In this issue of The Plant Cell, Wei Huang and colleagues (Huang et al., 2022) dissect the contributions of several members of the ethylene signaling pathway during the early stages of tomato fruit development and provided new insights into tomato ripening. Previous knowledge about the role of ethylene during fruit ripening comes from the study of Never ripe (Nr; Lanahan et al., 1994), a gain-of-function mutant of the ethylene receptor gene SlETR3; however, the ripening defects in Nr are not conserved across cultivars. In this work, Huang and colleagues generated the ethylene-insensitive mutant slein2, a loss-of-function allele of EIN2, which positively regulates ethylene responses (Alonso et al., 1999). This line displayed insensitivity to exogenous ethylene treatment, altered petal abscission, and delayed fruit ripening. The authors also generated mutants for other components of the ethylene signaling pathway: four EIN3-like genes (sleil1-4) encoding regulators of the ethylene response and three EIN3-BINDING F-box protein genes (slebf1-3). These single, double, or higher-order mutants displayed different phenotypes associated with fruit ripening, allowing the discovery of conserved and divergent functions.

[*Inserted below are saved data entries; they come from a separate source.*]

Issue #46, opened 2018-06-06
Cannot run inside a transaction block


pauldraper:
PostreSQL

```
-- migrate:up
ALTER TYPE my_enum ADD VALUE 'my_value';
```

Running this migrations results in

```
Error: pq: ALTER TYPE ... ADD cannot run inside a transaction block
```

camerondavison:
is there a work around for this?

amacneil:
For this particular issue, you could try falling back to the old way of modifying an enum, it might work inside a transaction:

https://stackoverflow.com/a/10404041

More generally, it would be nice if there was a way to disable our transaction logic (run a specific migration without automatically wrapping in a transaction). Something like:

```
-- migrate:up transaction:false
```

I'm open to suggestions on the syntax and/or a PR implementing this, it should be quite easy.

adrianomedeirossantos:
Hi @amacneil, it would be great to have support for this feature.  I'm currently working in a project which needs to run migrations out of a transaction.  I need to run the following migration:

```
DROP INDEX CONCURRENTLY my_idx;
```

Unfortunately,  `CONCURRENTLY` cannot be executed within a transaction block as you can see in http://www.postgresqltutorial.com/postgresql-indexes/postgresql-drop-index/. 

Do you think this feature could be implemented any soon?

pauldraper:
> -- migrate:up transaction:false

Yes I agree this is right.

amacneil:
I think this feature would be pretty straight forward to implement - it just needs some bike shedding on the comment syntax, additional parsing logic to detect when transactions are disabled, and some light refactoring to not automatically open the transaction.

I don't currently have time to tackle it, but would happily review a PR.

benjreinhart:
Addressed in #68

PR #68, opened 2019-05-16
Add support for options; transaction option

benjreinhart:
Addresses #46 

This PR adds support for options. The only option implemented here is `transaction` which runs the the migration outside of a transaction when `false`. This is useful for certain statements which cannot run inside of a transaction, such as the `ALTER TYPE` statement used for adding values to enums in Postgres.

I took care to make sure this didn't break any existing functionality, but please point out if I missed something.

I'd love to end-to-end test this, but not every db in the test suite supports PG's enum syntax. I'm sure we could restructure some of the tests such that we end-to-end test this, but I only have so much time I can spend on this. For now, it's unit tested and should cover all the necessary cases.

### DIFF
--- a/pkg/dbmate/migrations.go
+++ b/pkg/dbmate/migrations.go
@@ -1,0 +1,133 @@
+package dbmate
+
+import (
+	"io/ioutil"
+	"regexp"
+	"strings"
+)
+
+// MigrateOptions is an interface for accessing migration options
+type MigrateOptions interface {
+	SkipTransaction() bool
+}
+
+type migrateOptions map[string]string
+
+// SkipTransaction returns true if the migration is to run outside a transaction
+// Defaults to false.
+func (m migrateOptions) SkipTransaction() bool {
+	return m["skip_transaction"] == "true"
+}
+
+// NewMigrateOptions returns a MigrateOptions interface
+func NewMigrateOptions() MigrateOptions {
+	return make(migrateOptions)
+}
+
+// Migrate contains 'up' or 'down' migration commands and options
+type Migrate struct {
+	Direction string
+	Contents  string
+	Options   MigrateOptions
+}
+
+// NewMigrate constructs a Migrate object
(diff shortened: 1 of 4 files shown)


pkg/dbmate/migrations_test.go
```diff
@@ -0,0 +1,50 @@
...
+
+	up, down = parseMigrationContents(migration)
+
+	require.Equal(t, "-- migrate:up\ncreate table users (id serial, name text);", up.Contents)
+	require.Equal(t, false, up.Options.SkipTransaction())
+
+	require.Equal(t, "-- migrate:down\ndrop table users;", down.Contents)
+	require.Equal(t, false, down.Options.SkipTransaction())
+
+	migration = `-- migrate:up skip_transaction:true
```
amacneil: maybe add a comment here saying that the reason you chose this particular operation is that it will fail inside a transaction

pkg/dbmate/migrations.go
```diff
@@ -0,0 +1,123 @@
...
+}
+
+var whitespaceRegExp = regexp.MustCompile(`\s+`)
+var optionSeparatorRegExp = regexp.MustCompile(`:`)
+
+// parseMigrationOptions parses the options portion of a migration
+// block into an object that satisfies the MigrationOptions interface,
+// i.e., the 'transaction:false' piece of the following:
+//
+//     -- migrate:up transaction:false
```
amacneil: note that your example here does not match the `skip_transaction:true` format you actually implemented. although I have a slight preference for `transaction:false` syntax to avoid the double negative.

benjreinhart: whoops.. yeah I will change to `transaction:false` anyways

pkg/dbmate/migrations_test.go
benjreinhart: can do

In addition to delayed ripening, slein2-1 fruits were small (see Figure); this defect is not observed in other ripening-deficient mutants such as rin (RIPENING INHIBITOR) or nor (NON-RIPENING). The reduced fruit size is not associated with facultative parthenocarpy or nutrient competition between fruits. slein2-1 showed decreased seed number, and the pericarps of slein2-1 fruits had fewer cell layers. The authors found that impaired cell division in the pericarp is caused by the decreased accumulation of auxin derived from seeds. Indole-3-acetic acid content was reduced, and the application of exogenous auxin partially restored fruit growth. Additionally, auxin biosynthesis (TAR and YUCCA) and transport genes (SlPIN3, SlPIN9, SlLAX3, SlLAX5) displayed altered expression in slein2-1 fruits. These results indicate that SlEIN2-mediated ethylene signaling promotes tomato fruit growth and seed development.
Figure.
The ethylene signaling pathway controls tomato fruit growth and ripening. Representative fruits at the ripening stage from various fruit ripening-deficient mutants, overexpression lines of developmental regulators, and combinations of these lines. Adapted from Huang et al. (2022), Figure 5.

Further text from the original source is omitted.